We will perform our regressions with Least Squares Dummy Variables (LSDV) estimation with lm() and our simplified way with plm().
lsdv_unit_time_fe <- lm(co2_per_capita ~ tax + country_name + factor(year),
data = carbon_tax_df)
unit_time_fe <- plm(co2_per_capita ~ tax,
data = carbon_tax_df,
index = c("country_name", "year"),
model = "within",
effect = "twoways")
stargazer(lsdv_unit_time_fe, type = "text")
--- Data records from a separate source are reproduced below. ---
PR #8454, opened 2022-08-03
Adds guidance around LCP for preconnects.

malchata:

- Adds guidance around LCP for `preconnect`.

### DIFF
--- a/src/site/content/en/blog/preconnect-and-dns-prefetch/index.md
+++ b/src/site/content/en/blog/preconnect-and-dns-prefetch/index.md
@@ -150,9 +150,13 @@ Implementing `dns-prefetch` fallback in the same `<link>` tag causes a bug in Sa
 
 ## Effect on Largest Contentful Paint (LCP)
 
-The goal of `dns-prefetch` and `preconnect` is to lessen the amount of time it takes to connect to another origin. The ultimate result is that the time to discover a resource loaded from another origin should be reduced, even if only somewhat.
+Using `dns-prefetch` and `preconnect` allows sites to reduce the amount of time it takes to connect to another origin. The ultimate aim is that the time to load a resource from another origin should be minimized as much as possible.
 
-Where [Largest Contentful Paint (LCP)](/lcp/) is concerned, the least you can do to load a cross-origin resource faster is to use `preconnect`&mdash;but a well-placed [`preload`](/preload-critical-assets/) with a [`fetchpriority` value of `"high"`](/priority-hints/#:~:text=Note%20that%20preload%20is%20still%20required%20for%20the%20early%20discovery%20of%20LCP%20images%20included%20as%20CSS%20backgrounds%20and%20can%20be%20combined%20with%20priority%20hints%20by%20including%20the%20fetchpriority%3D%27high%27%20on%20the%20preload%2C%20otherwise%20it%20will%20still%20start%20with%20the%20default%20"Low"%20priority%20for%20images) would most likely be better for resources that aren't immediately discoverable, since [LCP candidates](/lcp/#what-elements-are-considered) are crucial parts of the user experience. A `preconnect` is sensible enough, but only if a `preload` isn't a fit.
+Where [Largest Contentful Paint (LCP)](/lcp/) is concerned, it is better that resources are immediately discoverable, since [LCP candidates](/lcp/#what-elements-are-considered) are crucial parts of the user experience. A [`fetchpriority` value of `"high"`](/priority-hints/when-would-you-need-priority-hints) on LCP resources can further improve this by signalling the importance of this asset to the browser so it can fetch it early.
+
+Where it is not possible to make LCP assets immediately discoverable, a [`preload`](/preload-critical-assets/) link&mdash;also with the `fetchpriority` value of `"high"`&mdash;still allows the browser to load the resource as soon as possible.
+
+If neither of these options are available&mdash;because the exact resource will not be known until later in the page load&mdash;you can use `preconnect` on cross-origin resources to reduce the impact of the late discovery of the resource as much as possible.
 
 Additionally, `preconnect` is less expensive than `preload` in terms of bandwidth usage, but still not without its risks. As is the case with excessive `preload` hints, excessive `preconnect` hints still consume bandwidth where TLS certificates are concerned. Be careful not to preconnect to too many origins, as this may cause bandwidth contention.
 
--- a/src/site/content/en/blog/preconnect-and-dns-prefetch/index.md
+++ b/src/site/content/en/blog/preconnect-and-dns-prefetch/index.md
@@ -3,7 +3,7 @@ title: Establish network connections early to improve perceived page speed
 subhead: |
     Learn about rel=preconnect and rel=dns-prefetch resource hints and how to use them.
 date: 2019-07-30
-updated: 2022-08-03
+updated: 2022-08-07
 hero: image/admin/Dyccd1RLN0fzhjPXswmL.jpg
 alt: Adam's Creation by Michelangelo on Sistine Chapel ceiling
 authors:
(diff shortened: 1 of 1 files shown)


src/site/content/en/blog/preconnect-and-dns-prefetch/index.md
```diff
@@ -146,5 +148,14 @@ Implementing `dns-prefetch` fallback in the same `<link>` tag causes a bug in Sa
 
 {% endCompare %}
 
+## Effect on Largest Contentful Paint (LCP)
+
+The goal of `dns-prefetch` and `preconnect` is to lessen the amount of time it takes to connect to another origin. The ultimate result is that the time to discover a resource loaded from another origin should be reduced, even if only somewhat.
+
+Where [Largest Contentful Paint (LCP)](/lcp/) is concerned, the least you can do to load a cross-origin resource faster is to use `preconnect`&mdash;but a well-placed [`preload`](/preload-critical-assets/) would most likely be better, as an [LCP candidate](/lcp/#what-elements-are-considered) is a crucial part of the user experience. That said, a `preconnect` can only help, even if not as much as a `preload`.
```
tunetheweb, line 155: A preload image without `fetchpriority="high"` would still not be processed until later. So actually a `preconnect` may be faster. 🤔

Best would be `preload` with `fetchpriority="high"` rather than just `preload`. It's a common misconception that it will cause it to be fetched with high priority just be using the `preload` but that's not the case (and don't think it ever was?). See [here for more info](https://web.dev/priority-hints/#:~:text=Note%20that%20preload%20is%20still%20required%20for%20the%20early%20discovery%20of%20LCP%20images%20included%20as%20CSS%20backgrounds%20and%20can%20be%20combined%20with%20priority%20hints%20by%20including%20the%20fetchpriority%3D%27high%27%20on%20the%20preload%2C%20otherwise%20it%20will%20still%20start%20with%20the%20default%20%22Low%22%20priority%20for%20images), and maybe consider linking to it.

However, I think I would add a line about "for best results serve critical results like LCP resources from the same origin, but where that is not possible, you can at least reduce the impact with `preconnect` or `preload`.

src/site/content/en/blog/preconnect-and-dns-prefetch/index.md
```diff
@@ -146,5 +148,14 @@ Implementing `dns-prefetch` fallback in the same `<link>` tag causes a bug in Sa
...
+
+All that said, `preconnect` is less expensive than `preload` in terms of bandwidth usage. While multiple `preload` hints can cause bandwidth contention, the same is less true for `preconnect`. Use it to reduce resource discovery time, which can have a positive effect on LCP.
```
tunetheweb, line 157: "That said" in last paragraph. "All that said" in this paragraph. Can we reword to avoid the repetition.

And it's true that `preconnect` is less expensive, but still can use up a bit of bandwith with TLS certificates - especially at this critical stage of the initial load of the page. We've seen some sites use a quite-frankly [ridiculous 1286 preconnects](https://docs.google.com/spreadsheets/d/1Mw6TjkIClRtlZPHbij5corOZbaSUp-vgTVq3Ig18IwQ/edit#gid=547570509) which surely has an impact on bandwidth.

So maybe tone down this sentence or add a warning?

tunetheweb (changes requested):

src/site/content/en/blog/preconnect-and-dns-prefetch/index.md
tunetheweb: And actually, another point is that, with the LCP image discoverable in the initial HTML and a `fetchpriority="high"` you might not even need, nor benefit, from the preload. It’s better for hidden resources.

philipwalton: +1 to Barry's last comment. I don't think we want to be recommending preconnect in situations where the LCP resource is discoverable from within the main document. It's really only useful for resources that are not discovered right away, and then the connection can be established in parallel in that discoveraby phrase.

Overall I think the main thing this document is missing as a clear explanation of _when_ preconnect is useful and when it's not (which is true for a lot of these older docs).

As a meta point: In its current state, this document makes it sounds a bit like `preconnect` is one weird trick that will always improve your load performance by 100-500ms.

src/site/content/en/blog/preconnect-and-dns-prefetch/index.md
```diff
@@ -146,5 +148,14 @@ Implementing `dns-prefetch` fallback in the same `<link>` tag causes a bug in Sa
 
 {% endCompare %}
 
+## Effect on Largest Contentful Paint (LCP)
+
+The goal of `dns-prefetch` and `preconnect` is to lessen the amount of time it takes to connect to another origin. The ultimate result is that the time to discover a resource loaded from another origin should be reduced, even if only somewhat.
```
tunetheweb, line 153: Not sure it's a "goal" as such. A "benefit" maybe.

```suggestion
Using `dns-prefetch` and `preconnect` allows sites to reduce the amount of time it takes to connect to another origin. The ultimate aim is that the time to load a resource from another origin should be minimized as much as possible.
```

src/site/content/en/blog/preconnect-and-dns-prefetch/index.md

================================================== Dependent variable:
--------------------------- co2_per_capita
-------------------------------------------------- tax -3.908***
(0.280)
country_nameBorovia 1.267***
(0.418)
country_nameCarpania 4.866***
(0.418)
country_nameCorinthia 6.434***
(0.398)
country_nameFreedonia 5.928***
(0.410)
country_nameGlenraven -0.012
(0.447)
country_nameKhemed -1.056**
(0.447)
country_nameLaurania 1.196***
(0.436)
country_nameParano 3.693***
(0.398)
country_nameRon 2.474***
(0.418)
country_nameRumekistan 7.431***
(0.398)
country_nameTransia 1.450***
(0.459)
factor(year)2010 -4.697***
(0.381)
factor(year)2011 1.890***
(0.384)
factor(year)2012 -3.061***
(0.387)
factor(year)2013 0.106
(0.392)
factor(year)2014 -1.878***
(0.392)
factor(year)2015 -3.018***
(0.414)
factor(year)2016 -3.292***
(0.424)
factor(year)2017 -0.963**
(0.424)
factor(year)2018 -2.488***
(0.424)
factor(year)2019 -1.399***
(0.414)
Constant 8.621***
(0.396)
Observations 132
R2 0.963
Adjusted R2 0.955
Residual Std. Error 0.933 (df = 109)
F Statistic 127.305*** (df = 22; 109) ================================================== Note: p<0.1; p<0.05; p<0.01
stargazer(unit_time_fe, type = "text")
======================================== Dependent variable:
--------------------------- co2_per_capita
---------------------------------------- tax -3.908***
(0.280)
Observations 132
R2 0.641
Adjusted R2 0.568
F Statistic 194.229*** (df = 1; 109)
======================================== Note: p<0.1; p<0.05; p<0.01
Now in addition to adding unit-level fixed effects to the model, we control for time-specific factors that affect the global per capita \(CO_2\) emissions. The results suggest that the effect of a carbon-tax leads to a decrease \(CO_2\) emissions of 3.91 metric tons per capita.
Assumption for errors is \(υ_{it} ∼ iid(0, σ_υ^{2})\).
With longer panels, serial correlation between errors is a problem: \(Cor(υ_{it}, υ_i(t−1))≠0\).
We can test for serial correlation in our time and unit FE specification model, as such:
pbgtest(unit_time_fe, order = 2)
##
## Breusch-Godfrey/Wooldridge test for serial correlation in panel models
##
## data: co2_per_capita ~ tax
## chisq = 0.25101, df = 2, p-value = 0.8821
## alternative hypothesis: serial correlation in idiosyncratic errors
In this case, we do not find any serial correlation, so we do not need to correct our standard errors manually. If we were to find serial correlation, we could introduce robust standard errors with a similar syntax to the one used last week for clustered standard errors:
model_with_robust_se = coeftest(unit_time_fe, vcov=vcovHC(unit_time_fe, type = "sss"))
Your results are welcomed internationally and all states move forward with the measure.